Transformasi digital memang membawa kemudahan, tetapi juga kompleksitas baru. Kita hidup dalam era di mana informasi beredar dalam hitungan detik, namun tak selalu disertai kejelasan dan kebenaran. Di sinilah budaya literasi digital, media, dan informasi memainkan peran penting—agar masyarakat tidak hanya menjadi konsumen informasi, tetapi juga mampu menelaah, mengkritisi, dan memilih informasi yang valid. Literasi di era ini adalah bekal dasar dalam menghadapi arus disinformasi yang makin masif.
Menjadikan membaca sebagai kebiasaan tidak lagi bisa ditunda atau hanya dianggap sebagai aktivitas sampingan.
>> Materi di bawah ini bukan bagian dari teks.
Issue #2677, opened 2020-08-07
Logging stabilization


Kristian-ZH:
This issue describes the necessary tasks for the [Logging stack](https://github.com/gardener/logging/pull/58) stabilization.
The following things have to be done:
  - [ ] Observe Logging stack behaviour across landscapes.
  - [ ] Merge logging documentations [this](https://github.com/gardener/logging/pull/58) and [this](https://github.com/gardener/gardener/pull/2601). 
  - [ ] Merge [gardenctl](https://github.com/gardener/gardenctl/pull/213) related changes.
  - [ ] Add `fluent-bit` filters and parsers for all of the extensions.
  - [ ] Make fluent-bit aware of `testing` and `hibernated` clusters (Currently if there is a log messages just before the hibernation or messages from `tf-pods` the `fluent-bit` tries to flush them into non existing Loki, because it is already deleted ).

rfranzke:
/area logging

Just saw the following issue:

```
$ kg logs fluent-bit-trpr9
[proxy] error opening plugin /fluent-bit/plugins/out_loki.so: "/fluent-bit/plugins/out_loki.so: cannot open shared object file: No such file or directory"
```

Kristian-ZH:
> /area logging
> 
> Just saw the following issue:
> 
> ```
> $ kg logs fluent-bit-trpr9
> [proxy] error opening plugin /fluent-bit/plugins/out_loki.so: "/fluent-bit/plugins/out_loki.so: cannot open shared object file: No such file or directory"
> ```

@vlvasilev

vpnachev:
Remove the admission that is annotating pods with `fluentbit.io/exclude` as we now have a controller inside the `fluent-bit` dropping the unneeded logs.

rfranzke:
Given #2865, let's add the following item as well:
- [ ] Rework logging dashboards to make it easy to expose additional control plane component logs (e.g., cluster-autoscaler)

PR #2865, opened 2020-09-17
[WIP]expose the cluster-autoscaler logs to the user

vlvasilev:

/area logging
/kind enhancement
/priority normal

With this PR we expose the Cluster-autoscaler logs to the user.

Fixes #

**Release note**:

```improvement operator
Expose cluster-autoscaler logs to the user
```

### DIFF
--- a/charts/seed-monitoring/charts/grafana/dashboards/owners/shoot-vpa-dashboard.json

Justru di era serba digital ini, membaca adalah bentuk perlawanan terhadap ketergesaan berpikir dan konsumsi informasi serba instan. Budaya literasi perlu dibangun di setiap lini kehidupan—di rumah, sekolah, komunitas, dan ruang digital—agar menjadi fondasi karakter generasi yang tidak hanya cakap teknologi, tapi juga bijak dan bernalar.
Potret seseorang yang membaca di tengah kesibukan sehari-hari merupakan representasi dari upaya mempertahankan budaya literasi. Di setiap halaman yang dibacanya, tersimpan semangat untuk terus belajar, harapan untuk memahami dunia dengan lebih utuh, dan keteguhan untuk tidak hanyut dalam kebisingan zaman. Budaya literasi di era transformasi digital bukan lagi pilihan, melainkan kebutuhan mendasar. Oleh karena itu, sudah sepatutnya upaya menjaga dan menumbuhkan literasi didukung secara luas—agar generasi mendatang tumbuh menjadi insan yang cerdas, kritis, dan berdaya dalam menghadapi tantangan zaman.